PR #718, opened 2024-06-01
nix: add overlay; use best practices

isabelroses:
Hey 👋 , been a while since I last checked up on this project.

Changes made:

- Remove deprecated [`lib.mdDoc`](https://github.com/NixOS/nixpkgs/blob/316b65cb7d266e3126314f566bd660decf6268af/lib/options.nix#L407)
- Add package overlay
- removed all instances of `with lib;` they are advised against, see https://github.com/NixOS/nixpkgs/issues/208242.
- `--replace` -> `--replace-fail`, using `--replace` will warn you that its being removed and the safe choice is `--replace-fail` since if something ever changes the build will fail.

### DIFF
--- a/flake.lock
+++ b/flake.lock
@@ -2,11 +2,11 @@
   "nodes": {
     "nixpkgs": {
       "locked": {
-        "lastModified": 1700823757,
-        "narHash": "sha256-PStAVLO8ycnFBSThYKTFwQ6rw+OH4ZM5KiN0fRE0OuM=",
+        "lastModified": 1717112898,
+        "narHash": "sha256-7R2ZvOnvd9h8fDd65p0JnB7wXfUvreox3xFdYWd1BnY=",
         "owner": "NixOS",
         "repo": "nixpkgs",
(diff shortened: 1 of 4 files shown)


isabelroses:
Due to the ci failing I updated the flake, seems you were running a pretty outdated nixpkgs input.
> Updated input 'nixpkgs':
    'github:NixOS/nixpkgs/068bacb9b6fbee6a603d1b1f68d7cf032c4feed1' (2023-11-24)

——

◆ **WORK ORDER**
Copy out every line of the listing where the word "overlay" occurs.

◆ **FINISHED EXERCISE**
nix: add overlay; use best practices
- Add package overlay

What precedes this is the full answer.